**TASK DETAILS:**
Go through the records below and count every line containing "files". Reply with the count alone.

**GIVEN DATA:**
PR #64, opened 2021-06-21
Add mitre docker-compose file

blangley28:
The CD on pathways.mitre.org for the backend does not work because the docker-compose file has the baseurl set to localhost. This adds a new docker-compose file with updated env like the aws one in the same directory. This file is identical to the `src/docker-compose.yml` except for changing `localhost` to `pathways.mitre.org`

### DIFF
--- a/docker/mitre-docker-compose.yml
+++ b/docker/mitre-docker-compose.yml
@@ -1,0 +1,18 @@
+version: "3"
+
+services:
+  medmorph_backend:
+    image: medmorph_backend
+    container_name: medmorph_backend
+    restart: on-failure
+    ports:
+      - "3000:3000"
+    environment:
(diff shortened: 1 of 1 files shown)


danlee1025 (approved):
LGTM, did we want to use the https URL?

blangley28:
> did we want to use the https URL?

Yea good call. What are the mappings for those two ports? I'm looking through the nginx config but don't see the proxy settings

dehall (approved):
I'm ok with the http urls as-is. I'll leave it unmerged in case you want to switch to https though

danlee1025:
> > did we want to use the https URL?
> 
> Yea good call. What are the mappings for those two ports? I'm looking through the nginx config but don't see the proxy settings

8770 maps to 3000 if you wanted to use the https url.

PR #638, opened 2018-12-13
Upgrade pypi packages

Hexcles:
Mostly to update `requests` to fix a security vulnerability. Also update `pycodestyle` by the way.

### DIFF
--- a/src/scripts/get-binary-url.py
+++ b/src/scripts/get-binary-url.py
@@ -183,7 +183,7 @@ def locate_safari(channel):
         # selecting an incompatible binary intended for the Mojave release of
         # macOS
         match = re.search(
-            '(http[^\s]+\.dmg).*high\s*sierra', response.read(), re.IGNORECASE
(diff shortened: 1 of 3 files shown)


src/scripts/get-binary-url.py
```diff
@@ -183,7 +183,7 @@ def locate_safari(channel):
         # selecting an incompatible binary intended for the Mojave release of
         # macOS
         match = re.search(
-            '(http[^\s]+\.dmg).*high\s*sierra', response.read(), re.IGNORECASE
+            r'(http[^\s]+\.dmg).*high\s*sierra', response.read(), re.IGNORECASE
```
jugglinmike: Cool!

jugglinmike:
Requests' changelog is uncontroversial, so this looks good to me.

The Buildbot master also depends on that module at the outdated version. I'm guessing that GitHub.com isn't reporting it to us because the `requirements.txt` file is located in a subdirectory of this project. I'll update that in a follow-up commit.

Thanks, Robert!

**RESULT OF THE TASK:**
2